Writing, Etgar Keret, and where the &%*# is Peter Pan?

Every year or two I get an itch to complete something on my bucket list. Last year, it was performing in the Vagina Monologues. For the past six months, it’s been getting back into my writing habit.

I’ve been on a quest to discover the right outlet for skill-sharpening. It’s no shock that Israel would lack easily-accessible writing courses for English speakers. There are a few here and there, amateur and professional,  and I’ve been dipping my fingers into different pots trying to find the right one.
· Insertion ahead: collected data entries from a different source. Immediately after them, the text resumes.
PR #223, opened 2026-04-08
[WIP] docker linux prototype

qti-jkilpatrick:
Prototype of a containerized Linux build.

### DIFF
--- a/.github/workflows/qualcomm-internal-build-and-test-single-os.yml
+++ b/.github/workflows/qualcomm-internal-build-and-test-single-os.yml
@@ -122,7 +122,7 @@ jobs:
           "${{ inputs.target_os == 'windows' && 'python.exe' || 'python3' }}"
           qcom/build_and_test.py
           --target-py-version ${{inputs.target_py_vsn}}
-          test_ort_${{inputs.target_os}}_${{inputs.target_arch}} --only
+          create_venv test_ort_${{inputs.target_os}}_${{inputs.target_arch}} --only
 
       - name: Publish Test Report
         uses: mikepenz/action-junit-report@v6
--- a/.github/workflows/qualcomm-internal-build-and-test.yml
+++ b/.github/workflows/qualcomm-internal-build-and-test.yml
@@ -45,10 +45,7 @@ jobs:
       nightly_build: ${{ inputs.nightly_build }}
       target_os: linux
       target_arch: x86_64
-      # Specifying a python version here doesn't actually do anything at this point since we don't know what the Linux
-      # wheel distribution story is yet. For now, this is just so that all of the job and artifact names reflect the
-      # version of cpython that's installed on our Linux build machines.
-      target_py_vsn: "3.10"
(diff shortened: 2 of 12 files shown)


.github/workflows/qualcomm-internal-build-and-test-single-os.yml
```diff
@@ -122,7 +122,7 @@ jobs:
           "${{ inputs.target_os == 'windows' && 'python.exe' || 'python3' }}"
           qcom/build_and_test.py
           --target-py-version ${{inputs.target_py_vsn}}
-          test_ort_${{inputs.target_os}}_${{inputs.target_arch}} --only
+          create_venv test_ort_${{inputs.target_os}}_${{inputs.target_arch}} --only
```
qti-jkilpatrick, line 125: We're in the "build and test on the same machine" path here. `create_venv` was previously being handled by the build step, but since that's now inside docker, we need to do it explicitly here.

.github/workflows/qualcomm-internal-build-and-test.yml
```diff
@@ -45,9 +45,7 @@ jobs:
       nightly_build: ${{ inputs.nightly_build }}
       target_os: linux
       target_arch: x86_64
-      # Specifying a python version here doesn't actually do anything at this point since we don't know what the Linux
-      # wheel distribution story is yet. For now, this is just so that all of the job and artifact names reflect the
-      # version of cpython that's installed on our Linux build machines.
+      # CI machines only have Python 3.10 so we cannot test using other versions.
```
qti-jkilpatrick, line 48: If we want to test with Python versions other than 3.10, someone needs to go install them on the CI machines since tests still run outside of docker. Perhaps they shouldn't?

qcom/scripts/linux/build.sh
```diff
@@ -126,7 +126,7 @@ fi
 if [ -n "${target_py_version}" ]; then
   common_args+=(--build_wheel)
 
-  build_venv="${build_dir}/venv-${target_py_version}"
+  build_venv="${build_dir}/venv-${target_py_version}.${mode}"
```
qti-jkilpatrick, line 129: `build` now creates a venv inside docker that cannot be used for `test` or `archive` so just keep them separate. This is actually pretty cheap since we use `uv`.

qcom/scripts/linux/build.sh
```diff
@@ -163,7 +163,7 @@ case "${target_platform}" in
       qnn_args+=("--ort_home")
       qnn_args+=("${ort_prebuilt_root}")
     fi
-    platform_args=(--build_shared_lib)
+    platform_args=(--build_shared_lib --cmake_extra_defines CMAKE_BUILD_RPATH_USE_ORIGIN:BOOL=TRUE)
```
qti-jkilpatrick, line 166: CMake sets `RPATH` to the build directory by default, which is not helpful if you want to build in a container and then run from the host. This just swaps the hard coded bin directory path for `$ORIGIN`.

PR #228, opened 2026-04-09
Fix GCC 13 build errors in QNN provider and tests

yuhuchua-qti:
### Description
This PR fixes two GCC 13 related build failures caused by code patterns that were previously tolerated by older compilers.

1. Fix invalid memory_order for std::atomic::store() in QNN EP
- std::atomic::store() does not permit memory_order_acq_rel per the C++ standard. The previous usage was undefined behavior. Older GCC versions only emitted a warning, while GCC 13 (as used in Ubuntu 24.04) treats this as a hard error (-Werror=invalid-memory-model).
- Replace memory_order_acq_rel with memory_order_release, which is the correct memory ordering for a pure store and preserves the intended synchronization semantics.

2. Fix GCC 13 -Wmaybe-uninitialized false positive in TestInputDef and parsed_value

- GCC 13 may emit a false positive -Wmaybe-uninitialized after deep inlining involving std::variant copy construction. All TestInputDef members are correctly initialized; the warning is due to a GCC 13 data flow analysis limitation.
- Suppress the warning locally with a guarded GCC diagnostic pragma and add a comment explaining the root cause and rationale.
- Changed T parsed_value; to T parsed_value{};. Value-initialization ensures the variable has a defined state before use, silencing the GCC 13 -Werror=maybe-uninitialized warning.

### Reference
- https://en.cppreference.com/w/cpp/atomic/atomic/store

### DIFF
--- a/onnxruntime/test/providers/qnn/gemm_test.cc
+++ b/onnxruntime/test/providers/qnn/gemm_test.cc
@@ -210,9 +210,21 @@ TEST_F(QnnCPUBackendTests, ReshapeGemmFusion) {
   std::vector<int64_t> shape_data = {4, 2};
   std::vector<float> weight_data(6, 1.0f);
   std::vector<float> bias_data = {1.0f, 2.0f, 3.0f};
+// GCC 13 with -O2 inlines this call chain deeply enough that its data flow analyzer loses track of
+// std::variant's initialization state inside the copy constructor (variant:224), triggering a false
+// positive -Wmaybe-uninitialized. The warning is suppressed here because TestInputDef members are
+// properly initialized in all constructors; this is a known GCC 13 analysis limitation with
+// std::variant + lambda capture + deep inlining.
+#if defined(__GNUC__) && !defined(__clang__)
+#pragma GCC diagnostic push
+#pragma GCC diagnostic ignored "-Wmaybe-uninitialized"
+#endif
   RunReshapeGemmTest(TestInputDef<float>({2, 2, 2}, false, input_data), TestInputDef<int64_t>({2}, true, shape_data),
                      TestInputDef<float>({2, 3}, true, weight_data), TestInputDef<float>({3}, true, bias_data),
                      ExpectedEPNodeAssignment::All);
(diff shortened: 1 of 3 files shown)


qti-yuduo (approved):

qti-chuteng (approved):

onnxruntime/test/providers/qnn/gemm_test.cc
```diff
@@ -210,9 +210,21 @@ TEST_F(QnnCPUBackendTests, ReshapeGemmFusion) {
...
   std::vector<float> weight_data(6, 1.0f);
   std::vector<float> bias_data = {1.0f, 2.0f, 3.0f};
+// GCC 13 with -O2 inlines this call chain deeply enough that its data flow analyzer loses track of
+// std::variant's initialization state inside the copy constructor (variant:224), triggering a false
+// positive -Wmaybe-uninitialized. The warning is suppressed here because TestInputDef members are
+// properly initialized in all constructors; this is a known GCC 13 analysis limitation with
+// std::variant + lambda capture + deep inlining.
+#if defined(__GNUC__) && !defined(__clang__)
+#pragma GCC diagnostic push
+#pragma GCC diagnostic ignored "-Wmaybe-uninitialized"
```
huaychou, line 220: I got this warning as error in `onnxruntime-qnn/onnxruntime/test/util/env_var_utils.h:136:10:`
`/usr/include/c++/13/optional:214:15: error: ‘parsed_value’ may be used uninitialized [-Werror=maybe-uninitialized]
`
Did you encounter this issue?

yuhuchua-qti: My original change only fixes the GCC13 issue in RelWithDebInfo and Debug build.
The error you mention occurs in Release build.
I've included the fix for that issue in latest PR.
Thanks.

huaychou: LGTM

huaychou (approved):

PR #234, opened 2026-04-10
[QNN EP] Fix crash when offload_graph_io_quantization is enabled

qti-ashwshan:
### Description
- Remove tensor name overrides that caused I/O name mismatch during SetupTensors

### DIFF
--- a/onnxruntime/test/providers/qnn/qnn_basic_test.cc
+++ b/onnxruntime/test/providers/qnn/qnn_basic_test.cc
@@ -1524,7 +1524,7 @@ static GetTestModelFn QDQBuildSigmoidForTensorNameTest(const TestInputDef<float>
 }
 
 // Test that DLC I/O tensor names match original ONNX names when offload_graph_io_quantization=1.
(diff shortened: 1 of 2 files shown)


onnxruntime/test/providers/qnn/qnn_basic_test.cc
```diff
@@ -1524,7 +1524,7 @@ static GetTestModelFn QDQBuildSigmoidForTensorNameTest(const TestInputDef<float>
 }
 
 // Test that DLC I/O tensor names match original ONNX names when offload_graph_io_quantization=1.
-TEST_F(QnnHTPBackendTests, OffloadGraphIoQuantizationTensorNameOverrides) {
+TEST_F(QnnHTPBackendTests, DISABLED_OffloadGraphIoQuantizationTensorNameOverrides) {
```
qti-chuteng, line 1529: Could you add the reason for the disablement in comment?

tirupath-qti (approved):

PR #795, opened 2026-09-02
Support constant-only QNN graphs on the GPU

qti-mattsinc:
* Allow QNN models with zero runtime inputs when using the GPU backend.
* This fixes QNN EP rejecting simple graphs when the ORT Core `ConstantFolding` graph transformer does not activate. The GPU backend is able to handle these graphs, but this does not seem to be supported on HTP or QNN CPU currently.
* Fixes multiple WebNN conformance failures on the GPU.

### DIFF
--- a/onnxruntime/core/providers/qnn/builder/qnn_model.cc
+++ b/onnxruntime/core/providers/qnn/builder/qnn_model.cc
@@ -879,7 +879,14 @@ Ort::Status QnnModel::SetupTensors(std::vector<QnnTensorInfo>& qnn_tensor_infos,
                                    const std::vector<QnnTensorWrapper>& tensor_wrappers,
                                    bool is_input) {
   size_t tensor_count = tensor_wrappers.size();
-  RETURN_IF(0 == tensor_count, "Zero tensor size!");
+  if (tensor_count == 0) {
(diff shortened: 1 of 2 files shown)


onnxruntime/core/providers/qnn/builder/qnn_model.cc
```diff
@@ -879,7 +879,14 @@ Ort::Status QnnModel::SetupTensors(std::vector<QnnTensorInfo>& qnn_tensor_infos,
                                    const std::vector<QnnTensorWrapper>& tensor_wrappers,
                                    bool is_input) {
   size_t tensor_count = tensor_wrappers.size();
-  RETURN_IF(0 == tensor_count, "Zero tensor size!");
+  if (tensor_count == 0) {
```
qti-yuduo, line 882: Are we gating on GPU only then? Given you mentioned other backend may not have support.

qti-mattsinc: I tested with CPU and HTP and both returned errors. For HTP, I had a look at the QAIRT internals and saw that is indeed explicitly unsupported. So, I'm gating it to GPU only here

qti-yuduo (approved):

PR #796, opened 2026-09-02
[QNN EP] Uplevel QAIRT to 2.50.0

qti-mbadnara:
As per title

### DIFF
--- a/java/src/test/android/app/build.gradle
+++ b/java/src/test/android/app/build.gradle
@@ -95,7 +95,7 @@ dependencies {
 	// Fallback versions (1.24.3, 2.45.0) are the previous known-good releases used when the
 	// requested version is not yet available in the Maven repository (e.g., same-day CI runs).
 	// See docs/execution_providers/QNN-ExecutionProvider.md for the validated version matrix.
-	def resolvedOrtVersion = getAvailableVersion('com.microsoft.onnxruntime:onnxruntime-android', ortVersion, '1.24.4', '1.24.3')
+	def resolvedOrtVersion = getAvailableVersion('com.microsoft.onnxruntime:onnxruntime-android', ortVersion, '1.27.0', '1.26.0')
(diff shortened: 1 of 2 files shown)


tirupath-qti (approved):

java/src/test/android/app/build.gradle
```diff
@@ -95,7 +95,7 @@ dependencies {
 	// Fallback versions (1.24.3, 2.45.0) are the previous known-good releases used when the
 	// requested version is not yet available in the Maven repository (e.g., same-day CI runs).
 	// See docs/execution_providers/QNN-ExecutionProvider.md for the validated version matrix.
-	def resolvedOrtVersion = getAvailableVersion('com.microsoft.onnxruntime:onnxruntime-android', ortVersion, '1.24.4', '1.24.3')
+	def resolvedOrtVersion = getAvailableVersion('com.microsoft.onnxruntime:onnxruntime-android', ortVersion, '1.27.0', '1.26.0')
```
kuanyul-qti: I don't think this modification is required.

qti-mbadnara: I was under the impression that it should reflect the android-version used to build the artifacts?

kuanyul-qti: This part does not reflect the ORT version we build with. We only need to update it when the target ORT version isn’t available on Maven Central, in which case we add a check and a fallback for it.

qti-mbadnara: Fixed

huaychou:
Just wondering, are we going to release QNN-EP-2.6.0 with QAIRT-2.50.0 or QAIRT-2.50.40?

qti-mbadnara:
> Just wondering, are we going to release QNN-EP-2.6.0 with QAIRT-2.50.0 or QAIRT-2.50.40?

Mainline will be QAIRT 2.50.0, rel-2.6.0 will be QAIRT 2.50.40

PR #799, opened 2026-09-03
[QNN EP] Wire prepare_app/run_app encryption sample apps into build

tzuhsuanwei:
## Summary
- Adds `prepare_app`/`run_app` build targets (gated on `onnxruntime_USE_QNN`) so the EPContext binary encryption sample apps build automatically as part of the normal build, landing alongside `onnxruntime_provider_test.exe`.
- Adds `encryption_test.py`, which drives the full `prepare_app` -> `run_app` round trip and reports PASS/FAIL, replacing the golden-comparison logic that used to be embedded in `run_app`.

Goal: after a normal build, `prepare_app.exe`/`run_app.exe` are produced as testing artifacts, and the encryption round trip can be verified end-to-end via `encryption_test.py`.

Test:
Artifact already verify on v81 and v73 with script encryption_test.py

### DIFF
--- a/cmake/onnxruntime_unittests.cmake
+++ b/cmake/onnxruntime_unittests.cmake
@@ -469,6 +469,32 @@ endif()
     endif()
 
     set_target_properties(ep_weight_sharing_ctx_gen PROPERTIES FOLDER "ONNXRuntimeTest")
+
+    # Compiled-model-encryption prepare/run sample apps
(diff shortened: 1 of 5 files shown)


qti-chuteng:
I’d prefer to keep the test files from onnxruntime/test/ in qcom/scripts or qcom/. The application files in onnxruntime/test/ can be used for standalone execution, while prepare_app and run_app are intended only for our internal QA use.

qti-chuteng (approved):

minfhong-qti (approved):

I recently completed a memoir-writing course with Madelyn Kent, a former NYU-Tisch writing instructor turned olah chadasha. She led me to Evan Fallenberg, a seasoned oleh (1985), who writes, translates and teaches, operating from The Studio, a workshop for writers in his home. On his website I found out he was bringing Etgar Keret to speak there the next week.

So last night I drove the hour and 45 minutes in evening traffic, up past Netanya, to hear Etgar Keret talk. His writing and his speaking go hand-in-hand, which was fun to discover.

It was also funny to hear him say that he can’t write from truth; he needs to make up his stories and keep the true experiences unwritten. He has trouble taking the experience and turning it into a written story. Opposite problem from me, you see.

The Bus Driver Who Wanted To Be God was the first present my then-boyfriend/now-husband ever gave me, and I became completely enamored and inspired with Keret, seeking more. But since then (2005) I have not been able to tap the inspiration the way I’ve wanted.

The last time I wrote something I was really, utterly, completely proud of was in 2003. It was a series of short-short stories about some of the very first ways I experienced Israel. The truth of it and passion behind it lent me a hand I never realized I had before.

And slowly I began to come to the conclusion: it’s much easier for adult-me to write based on experience than actual story-telling. Kid-me could tell you tales of worlds and planets and creatures; at sleepovers with my best friend, from my sleeping bag on the floor I would sprinkle her and her younger sister with colorful characters that just flowed from my mind to my mouth. I would dream of places I knew by heart, and before I went to bed, I’d think up new chapters for my reappearing players. I didn’t just have imaginary friends – I had fine-tuned characters.

But somewhere along the way, Peter Pan grew up and I can’t find that place anymore. And now that I have a kid, I really, really want to. Maybe it’s what will help me reunite with my story-telling. That, and working on this item from my bucket list.